Le procès de deux djihadistes, Clément Baur et Mahiedine Merabet, s'ouvre aux assises ce jeudi. Ils sont soupçonnés d'avoir ciblé un meeting de Marine Le Pen pour commettre un attentat "imminent" au moment de leur arrestation.

Un duo de djihadistes comparait devant la cour d'assises spéciale pour un projet d'attentat qui aurait pu cibler un meeting de Marine Le Pen en pleine campagne présidentielle en avril 2017.

Le premier, Clément Baur, 29 ans, radicalisé en prison, s'est vanté pendant sa détention d'avoir préparé le deuxième plus gros attentat déjoué en France. Au domicile de son co-accusé, Mahiedine Merabet, 35 ans, les policiers avaient découvert un véritable arsenal: une mitraillette, trois pistolets, des centaines de munitions, trois kilos de TATP - un explosif artisanal déjà utilisé lors des attentats du 13-Novembre 2015 - et une caméra GoPro montée sur un harnais.
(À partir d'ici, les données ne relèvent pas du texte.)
PR #419, opened 2026-07-10
Add GET /api/v1/insights reader for per-system per-question ZTMF Insights

danielbowne:
## What

Adds `GET /api/v1/insights`, the read side of the `system_insights` seam (table added in #417). Serves per-system x question insight records - the Kion / SecurityHub / Hardenize / CFACTS / ARS scoring and evidence written from Snowflake by the ztmf-insights sync - so the UI can surface a suggested maturity score and its supporting findings alongside each questionnaire item.

New `model.FindSystemInsights`, `controller.ListSystemInsights`, and the route. Optional `fismasystemid` and `questionid` query filters.

## Access control (same model as the score pages)

1. **Authenticated** - behind `auth.Middleware`; no token is a 401.
2. **Scoped by tier**, identical to `FindScores`: unscoped admin tiers see everything; per-OpDiv admin tiers fail closed to their granted OpDivs' systems; ISSO/ISSM/OWNER are scoped to their `users_fismasystems` grants. Scope is applied server-side after query decode, so a client cannot widen it via params.
3. **OpDiv gate** - on top of the above, a row is visible only if its owning OpDiv has `insights_enabled = TRUE`. Insights data exists for CMS OpDivs only, so a system in a non-enabled OpDiv returns no rows.

Net: only people assigned to a system (or admins) can see its insights.

## Payload is opaque passthrough

`payload` is returned as-is (generic JSONB), same approach as `system_enrichment`. When the upstream Snowflake view adds a field, it appears in the API on the next sync with no change here - verified locally by adding a nested `findings` object (Kion/SecurityHub/Hardenize arrays with id, NIST control, description, remediation) to the view and watching it flow straight through.

## Testing

- **Integration** (`systeminsights_integration_test.go`): the RBAC proof against real SQL + the empire seed - users_fismasystems scope, fail-closed OpDiv restriction, the `insights_enabled` gate hiding a REBELLION system's row from an unscoped admin, and jsonb passthrough. Passes under `make test-integration`.
- **Emberfall**: status + array-body smoke for the admin and ISSO paths, plus the empty-array behavior for the gated and unassigned cases (the list-endpoint counterpart to systemenrichment's 403/404). Passes under `make test-e2e`.
- **Fixtures**: Star Wars themed `system_insights` rows in `_test_data_empire.sql` (no real data).
- OpenAPI regenerated (`make generate-openapi`).

## Notes

- `payload` is typed as a generic object in OpenAPI (`swaggertype:"object"`) on purpose - typing all ~75 keys would kill the additive property.
- Depends on #417 (merged).

### DIFF
--- a/backend/_test_data_empire.sql
+++ b/backend/_test_data_empire.sql
@@ -571,6 +571,36 @@ INSERT INTO public.system_enrichment (fisma_uuid, payload, synced_at) VALUES (
     '2026-05-20 00:00:00+00'
 ) ON CONFLICT (fisma_uuid) DO NOTHING;
 
+-- Generic system_insights rows (issue #416), keyed on (fismasystemid, questionid).
+-- The payload is opaque to ztmf core (owned by the insights pipeline); these are
+-- Star Wars themed mocks that mirror the real payload shape (per-source suggested
+-- score/label, evidence_sources, and a nested findings object with id / nist /
+-- description / remediation). They give /insights E2E + integration coverage:
+--   1003 (Shield Gen)  - EMPIRE (insights_enabled), assigned to the Emberfall ISSO
+--   1001 (Death Star)  - EMPIRE (insights_enabled), NOT assigned to that ISSO,
+--                        so an ISSO read must return 1003 but never 1001 (scope)
+INSERT INTO public.system_insights (fismasystemid, questionid, payload, synced_at) VALUES
+  (1003, 1,
+   '{"pillar":"Identity","question_text":"How does the system authorize access?","suggested_score":2,"suggested_label":"Initial","evidence_sources":"Kion, SecurityHub","score_floor_source":"Kion (failing checks)","findings":{"kion":[{"id":"shield-relay-without-mfa","nist_controls":"IA-2","description":"Shield generator control relays must enforce multi-factor authentication for operator access.","remediation":"Enable Force-signature MFA on all shield relay operator accounts."}],"sechub":[{"id":"SG.1","title":"Shield frequency should rotate on a fixed schedule","severity":"MEDIUM","description":"Static shield frequencies are predictable and can be mapped by an adversary.","remediation":"Rotate deflector shield frequency per operational window."}]}}',
+   '2026-05-20 00:00:00+00'),
+  (1003, 2,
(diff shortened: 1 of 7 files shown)


MackOverflow (approved):
lgtm no blockers, some things we can refine over time

MackOverflow:
Query-param decode errors likely return 500, not 400. If a client sends ?fismasystemid=abc, decoder.Decode errors and gets passed straight to respond. Worth confirming that surfaces as a 4xx client error rather than a server error — a malformed param is the caller's fault.
Redundant filtering path. The EXISTS OpDiv gate and the si.fismasystemid IN (SELECT ... WHERE opdiv_id = ANY(?)) clause both touch fismasystems. Correct, but a reviewer might ask whether they could be unified. Not worth changing for a read endpoint at this scale.
Auth middleware wiring isn't visible in this diff — the route is registered but the auth.Middleware wrapping happens elsewhere in router.go. The PR body claims it's covered; the E2E tests exercising 401/scope behavior are the real proof, so this is fine, just not self-evident from the diff alone.

danielbowne:
Thanks for the review. Dispositions:

1. **Malformed query param returns 500, not 400** - real, but pre-existing and codebase-wide, not introduced here. `GET /api/v1/scores?fismasystemid=abc` returns 500 identically; this endpoint mirrors `ListScores`' `decoder.Decode` + `respond()` path exactly, and `sanitizeErr` has no case for a schema decode error. Fixing it only here would make the insights endpoint inconsistent with the rest of the list endpoints. Tracked as a standalone follow-up in #420 (map schema decode errors to 400 in `sanitizeErr`, fixing all list endpoints at once). Merging as-is for consistency.

2. **Redundant filtering path (EXISTS gate + `opdiv_id = ANY` both touch fismasystems)** - intentional; it mirrors `FindScores` and keeps the two concerns (data-availability gate vs OpDiv scope) legible. Unifying them is a micro-optimization on a read at this scale. Leaving as-is.

3. **Auth wiring not visible in the diff** - correct that it's not in the diff. The route is registered on the `router` subrouter, which has `router.Use(auth.Middleware)` (router.go, outside the diff hunk). The E2E 401 + ISSO scope tests are the real proof. No change needed.

Merging on the strength of the approval + green CI (integration + E2E covering the scope/gate matrix).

Une hésitation sur la cible?

De quoi commettre un attentat et le filmer, comme le laisse entendre une vidéo d'allégeance à l'Etat islamique tournée et montée par les deux suspects, avec la une du journal Le Monde du 16 mars 2017 sur François Fillon. La détermination et la radicalisation du duo ne fait pas de doute mais l'instruction n'a pas permis d'établir leur cible avec certitude.

Leurs recherches internet montrent des hésitations entre saunas gays et restaurant casher de Marseille, jusqu'à cette recherche sur le meeting de Marine Le Pen, prévu le 19 avril 2017 à Marseille, le lendemain de leur arrestation. Leur arrestation a été rendue possible par une cyberinfiltration et une surveillance téléphonique. La recherche internet de Mahiedine Merabet, début avril, d'un contact pouvant transmettre à Daesh une vidéo d'allégeance, puis la réception de la vidéo d'allégeance par un enquêteur cyberinfiltré, avaient mis en alerte les services antiterroristes.

"Il ne faut pas parler avec eux, il faut les exploser"

Le 18 avril 2017, les deux hommes sont arrêtés près de l'appartement qu'ils louaient à Marseille. Lors de l'instruction, Mahiedine Merabet explique avoir envisagé "un coup d'éclat" lors du meeting de Marine Le Pen "pour faire peur", mais sans s'en prendre aux civils et récusait l'idée de faire un attentat.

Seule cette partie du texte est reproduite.